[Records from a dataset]
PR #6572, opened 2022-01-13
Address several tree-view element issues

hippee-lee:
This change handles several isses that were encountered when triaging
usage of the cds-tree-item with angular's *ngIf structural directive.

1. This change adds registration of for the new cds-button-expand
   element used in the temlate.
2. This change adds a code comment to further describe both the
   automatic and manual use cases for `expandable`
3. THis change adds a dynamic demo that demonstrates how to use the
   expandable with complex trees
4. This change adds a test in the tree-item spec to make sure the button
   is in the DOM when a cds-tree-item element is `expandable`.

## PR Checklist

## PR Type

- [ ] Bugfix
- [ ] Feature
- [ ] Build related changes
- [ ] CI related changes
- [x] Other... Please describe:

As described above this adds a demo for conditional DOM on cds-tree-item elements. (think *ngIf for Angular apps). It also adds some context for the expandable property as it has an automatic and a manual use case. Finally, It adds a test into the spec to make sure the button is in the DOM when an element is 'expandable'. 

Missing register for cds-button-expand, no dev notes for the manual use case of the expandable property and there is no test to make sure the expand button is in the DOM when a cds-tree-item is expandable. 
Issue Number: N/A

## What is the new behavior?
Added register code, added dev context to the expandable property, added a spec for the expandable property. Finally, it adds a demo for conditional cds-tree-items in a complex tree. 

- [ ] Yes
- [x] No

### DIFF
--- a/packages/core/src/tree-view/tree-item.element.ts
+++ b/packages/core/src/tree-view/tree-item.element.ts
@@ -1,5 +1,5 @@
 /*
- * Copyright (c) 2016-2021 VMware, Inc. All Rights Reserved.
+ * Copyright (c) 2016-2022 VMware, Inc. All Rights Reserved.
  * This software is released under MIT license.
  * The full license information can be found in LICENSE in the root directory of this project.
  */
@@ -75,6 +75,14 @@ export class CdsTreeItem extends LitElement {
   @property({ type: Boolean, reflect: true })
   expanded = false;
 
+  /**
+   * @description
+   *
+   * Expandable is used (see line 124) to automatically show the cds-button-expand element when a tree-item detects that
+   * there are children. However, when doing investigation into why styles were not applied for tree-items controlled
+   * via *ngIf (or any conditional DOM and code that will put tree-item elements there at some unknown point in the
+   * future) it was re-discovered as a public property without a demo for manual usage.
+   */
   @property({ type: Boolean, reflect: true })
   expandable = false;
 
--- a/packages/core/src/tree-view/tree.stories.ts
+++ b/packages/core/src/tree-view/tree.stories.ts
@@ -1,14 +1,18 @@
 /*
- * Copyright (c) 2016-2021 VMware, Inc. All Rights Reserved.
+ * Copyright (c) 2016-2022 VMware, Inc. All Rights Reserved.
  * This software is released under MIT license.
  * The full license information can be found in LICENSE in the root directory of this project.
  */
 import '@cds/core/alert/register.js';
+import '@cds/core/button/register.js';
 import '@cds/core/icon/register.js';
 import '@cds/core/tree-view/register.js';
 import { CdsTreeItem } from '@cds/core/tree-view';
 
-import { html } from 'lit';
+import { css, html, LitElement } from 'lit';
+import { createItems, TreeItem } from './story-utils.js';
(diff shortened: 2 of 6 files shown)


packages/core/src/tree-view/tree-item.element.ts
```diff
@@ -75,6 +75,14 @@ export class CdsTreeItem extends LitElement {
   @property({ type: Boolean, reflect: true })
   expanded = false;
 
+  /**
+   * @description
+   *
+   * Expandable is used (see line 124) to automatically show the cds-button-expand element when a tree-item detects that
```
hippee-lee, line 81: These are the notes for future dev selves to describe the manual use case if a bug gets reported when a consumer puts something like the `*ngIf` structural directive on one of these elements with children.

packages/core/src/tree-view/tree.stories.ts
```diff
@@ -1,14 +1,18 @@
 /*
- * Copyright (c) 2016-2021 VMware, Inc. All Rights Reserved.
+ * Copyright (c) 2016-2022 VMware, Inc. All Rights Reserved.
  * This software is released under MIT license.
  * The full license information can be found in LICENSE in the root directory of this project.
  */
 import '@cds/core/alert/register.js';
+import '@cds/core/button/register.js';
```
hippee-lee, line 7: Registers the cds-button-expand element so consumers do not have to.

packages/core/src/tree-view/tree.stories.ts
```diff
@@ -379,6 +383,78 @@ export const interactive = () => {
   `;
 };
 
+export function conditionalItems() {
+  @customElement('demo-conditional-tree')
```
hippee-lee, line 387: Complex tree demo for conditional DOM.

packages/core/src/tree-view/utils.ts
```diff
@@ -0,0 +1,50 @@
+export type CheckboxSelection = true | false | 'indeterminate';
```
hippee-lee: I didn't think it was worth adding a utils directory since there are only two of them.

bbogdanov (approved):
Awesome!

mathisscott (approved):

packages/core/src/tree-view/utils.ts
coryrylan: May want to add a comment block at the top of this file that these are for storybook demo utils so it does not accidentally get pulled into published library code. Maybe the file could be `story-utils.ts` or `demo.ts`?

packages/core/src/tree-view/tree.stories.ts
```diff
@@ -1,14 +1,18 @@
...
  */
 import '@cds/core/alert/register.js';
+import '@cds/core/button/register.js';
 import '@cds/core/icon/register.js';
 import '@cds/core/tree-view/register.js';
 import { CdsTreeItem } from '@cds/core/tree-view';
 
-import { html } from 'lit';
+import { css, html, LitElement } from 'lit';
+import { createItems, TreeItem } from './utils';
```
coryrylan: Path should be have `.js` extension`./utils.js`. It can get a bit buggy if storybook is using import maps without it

## WHAT YOU NEED TO DO:
Each record must be reproduced exactly, with nothing missing.

## FINAL ANSWER:
PR #6572, opened 2022-01-13
Address several tree-view element issues

hippee-lee:
This change handles several isses that were encountered when triaging
usage of the cds-tree-item with angular's *ngIf structural directive.

1. This change adds registration of for the new cds-button-expand
   element used in the temlate.
2. This change adds a code comment to further describe both the
   automatic and manual use cases for `expandable`
3. THis change adds a dynamic demo that demonstrates how to use the
   expandable with complex trees
4. This change adds a test in the tree-item spec to make sure the button
   is in the DOM when a cds-tree-item element is `expandable`.

## PR Checklist

## PR Type

- [ ] Bugfix
- [ ] Feature
- [ ] Build related changes
- [ ] CI related changes
- [x] Other... Please describe:

As described above this adds a demo for conditional DOM on cds-tree-item elements. (think *ngIf for Angular apps). It also adds some context for the expandable property as it has an automatic and a manual use case. Finally, It adds a test into the spec to make sure the button is in the DOM when an element is 'expandable'. 

Missing register for cds-button-expand, no dev notes for the manual use case of the expandable property and there is no test to make sure the expand button is in the DOM when a cds-tree-item is expandable. 
Issue Number: N/A

## What is the new behavior?
Added register code, added dev context to the expandable property, added a spec for the expandable property. Finally, it adds a demo for conditional cds-tree-items in a complex tree. 

- [ ] Yes
- [x] No

### DIFF
--- a/packages/core/src/tree-view/tree-item.element.ts
+++ b/packages/core/src/tree-view/tree-item.element.ts
@@ -1,5 +1,5 @@
 /*
- * Copyright (c) 2016-2021 VMware, Inc. All Rights Reserved.
+ * Copyright (c) 2016-2022 VMware, Inc. All Rights Reserved.
  * This software is released under MIT license.
  * The full license information can be found in LICENSE in the root directory of this project.
  */
@@ -75,6 +75,14 @@ export class CdsTreeItem extends LitElement {
   @property({ type: Boolean, reflect: true })
   expanded = false;
 
+  /**
+   * @description
+   *
+   * Expandable is used (see line 124) to automatically show the cds-button-expand element when a tree-item detects that
+   * there are children. However, when doing investigation into why styles were not applied for tree-items controlled
+   * via *ngIf (or any conditional DOM and code that will put tree-item elements there at some unknown point in the
+   * future) it was re-discovered as a public property without a demo for manual usage.
+   */
   @property({ type: Boolean, reflect: true })
   expandable = false;
 
--- a/packages/core/src/tree-view/tree.stories.ts
+++ b/packages/core/src/tree-view/tree.stories.ts
@@ -1,14 +1,18 @@
 /*
- * Copyright (c) 2016-2021 VMware, Inc. All Rights Reserved.
+ * Copyright (c) 2016-2022 VMware, Inc. All Rights Reserved.
  * This software is released under MIT license.
  * The full license information can be found in LICENSE in the root directory of this project.
  */
 import '@cds/core/alert/register.js';
+import '@cds/core/button/register.js';
 import '@cds/core/icon/register.js';
 import '@cds/core/tree-view/register.js';
 import { CdsTreeItem } from '@cds/core/tree-view';
 
-import { html } from 'lit';
+import { css, html, LitElement } from 'lit';
+import { createItems, TreeItem } from './story-utils.js';
(diff shortened: 2 of 6 files shown)


packages/core/src/tree-view/tree-item.element.ts
```diff
@@ -75,6 +75,14 @@ export class CdsTreeItem extends LitElement {
   @property({ type: Boolean, reflect: true })
   expanded = false;
 
+  /**
+   * @description
+   *
+   * Expandable is used (see line 124) to automatically show the cds-button-expand element when a tree-item detects that
```
hippee-lee, line 81: These are the notes for future dev selves to describe the manual use case if a bug gets reported when a consumer puts something like the `*ngIf` structural directive on one of these elements with children.

packages/core/src/tree-view/tree.stories.ts
```diff
@@ -1,14 +1,18 @@
 /*
- * Copyright (c) 2016-2021 VMware, Inc. All Rights Reserved.
+ * Copyright (c) 2016-2022 VMware, Inc. All Rights Reserved.
  * This software is released under MIT license.
  * The full license information can be found in LICENSE in the root directory of this project.
  */
 import '@cds/core/alert/register.js';
+import '@cds/core/button/register.js';
```
hippee-lee, line 7: Registers the cds-button-expand element so consumers do not have to.

packages/core/src/tree-view/tree.stories.ts
```diff
@@ -379,6 +383,78 @@ export const interactive = () => {
   `;
 };
 
+export function conditionalItems() {
+  @customElement('demo-conditional-tree')
```
hippee-lee, line 387: Complex tree demo for conditional DOM.

packages/core/src/tree-view/utils.ts
```diff
@@ -0,0 +1,50 @@
+export type CheckboxSelection = true | false | 'indeterminate';
```
hippee-lee: I didn't think it was worth adding a utils directory since there are only two of them.

bbogdanov (approved):
Awesome!

mathisscott (approved):

packages/core/src/tree-view/utils.ts
coryrylan: May want to add a comment block at the top of this file that these are for storybook demo utils so it does not accidentally get pulled into published library code. Maybe the file could be `story-utils.ts` or `demo.ts`?

packages/core/src/tree-view/tree.stories.ts
```diff
@@ -1,14 +1,18 @@
...
  */
 import '@cds/core/alert/register.js';
+import '@cds/core/button/register.js';
 import '@cds/core/icon/register.js';
 import '@cds/core/tree-view/register.js';
 import { CdsTreeItem } from '@cds/core/tree-view';
 
-import { html } from 'lit';
+import { css, html, LitElement } from 'lit';
+import { createItems, TreeItem } from './utils';
```
coryrylan: Path should be have `.js` extension`./utils.js`. It can get a bit buggy if storybook is using import maps without it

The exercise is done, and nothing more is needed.